As this will affect all your launchers, we will allow for a transition period where some of the current QOS (i.e. qos-batch*) will remain operational. This transition period will last until the release of the Aion cluster for general availability.
EasyBuild

Implementation of the new User Software build policy (RESIF3)

We have reworked our internal framework (called RESIF) designed to generate the ULHPC User Software environment. Indeed, RESIF 2 (in place since 2017) led to a complex workflow while exhibiting a divergence and broken compliance from streamline easybuild-easyconfigs developments. The explosion of custom easyconfigs (often hardly justified) and the absence of backward contributions to Easybuild (EB) community made it necessary to completely redesign our framework.
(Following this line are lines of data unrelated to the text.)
PR #490, opened 2019-07-05
Consolidated and clarified some logic. Added more thorough javadocs.

bweick:


contracts/core/modules/RebalancingSetIssuanceModule.sol
```diff
@@ -409,17 +454,15 @@ contract RebalancingSetIssuanceModule is
                     transferProxy,
                     currentComponentQuantity
                 );
-
```
felix2feng: Make a note that Core will automatically deposit WETH during issue

contracts/core/modules/RebalancingSetIssuanceModule.sol
```diff
@@ -364,6 +343,72 @@ contract RebalancingSetIssuanceModule is
 
     /* ============ Private Functions ============ */
 
+    /**
+     * Gets base set address from rebalancing set token and calculates amount of base set needed
+     * for issuance.
+     *
+     * @param  _rebalancingSetAddress    Address of the rebalancing SetToken to issue
+     * @param  _rebalancingSetQuantity   The Quantity of the rebalancing SetToken to issue
+     * @return baseSetAddress            The address of rebalancing set's base set
```
felix2feng: `base SetToken`

contracts/core/modules/RebalancingSetIssuanceModule.sol
```diff
@@ -364,9 +343,75 @@ contract RebalancingSetIssuanceModule is
...
+        address _rebalancingSetAddress,
+        address _baseSetAddress,
+        uint256 _rebalancingSetQuantity,
+        bool _keepChangeInVault
+    )
+        internal
+    {
+        // Issue rebalancing SetToken to the sender
+        coreInstance.issueTo(
+            msg.sender,
```
3sGgpQ8H: This internal function depends on msg.sender as implicit parameter, which makes code harder to read.  Consider making tthis parameter explicit.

Initiated in May, RESIF3 was completed and successfully validated to generate the full 2019b software set using a novel collaborative workflow. It will become the default software environment on iris on Monday, Nov. 30, 2020. The 2020a release planned for both aion and iris is nearly completed on both Intel and AMD architectures and will be deployed together with the new cluster.

New ULHPC Websites

See blog entry: the ULHPC websites have been reworked to offer both a completely up-to-date content as well as a simplified (and nicer) web experience based on the latest web technologies. They will be released by the end of the month.

aion supercomputer

Aion installation

The installation of the aion cluster which will be, of course, the most critical and complex operation scheduled for November. This operation will be performed in 3 phases:

  1. Installation and configuration of the new aion supercomputer, composed by 318 compute nodes hosted within a compute cell made of 4 BullSequana XH2000 adjacent racks, which will be installed in a specialized server room designed for hosting compute equipment supporting Direct Liquid Cooling (DLC) through a separate high temperature water circuit, thus guaranteeing unprecedented energy efficiency and equipment density.
  2. Adaptation and extension of the existing High-Performance Storage systems
  3. Adaptation of the network (Ethernet and IB), allowing to integrate of the new cluster within the existing Ethernet/Infiniband-based data and management networks, which involves the extension and consolidation of the actual Ethernet and Infiniband topology.
Unfortunately, these operations will impose a LONG downtime period for the Iris cluster in November due to the central components (network, power and cooling) affected across the CDC during and after the installation. Between 2 and 3 weeks of downtime are anticipated, and we are waiting for the latest updates on the COVID-19 crisis mitigation policy in place within our external support teams (i.e. Atos and DDN) to share the final dates set for this long maintenance.

ULHPC School 2020

You will be happy to know that the ULHPC School 2020 is definitively scheduled on Dec. 15-16, 2020. It will be performed in an hybrid teaching mode and we will soon open the registration portal with more details together with the definitive program.

Migration to Service Now

As announced, the migration of the HPC support tickets to Service Now, is effective since Monday, Oct 5, 2020. We thus kindly ask you to use https://hpc.uni.lu/support to quickly access the HPC catalog on the Service Now portal, and thus to stop using the ULHPC Tracker portal which will be decommissioned after 8 years of service.

Newcomers

Finally, you may have followed several changes in the compositon of HPC team since the beginning of the year. With regards the recent arrivals, we are happy to welcome:

  • Mr Teddy Valette and Mr Abatcha Olloh, who joined us as Infrastructure and HPC Architect Engineers in September;
  • Mrs Arlyne Moinier-Vandeventer, which will start as Project Manager to coordinate for the University the EuroHPC Competence Center (EuroCC) on October 15, 2020.
  • Dr. Loizos Koutsantonis, which will also start soon as PostDoctoral researcher for the EuroCC project. Note that the second Postdoc position tied to EuroCC is fullfilled and the selected candidate will be announced in due time later this year.

While on HR aspects, be aware that we have currently 3 open Postdoc positions in HPC/HPDA - kindly forward the information to your network if you are aware of potentially interested candidates.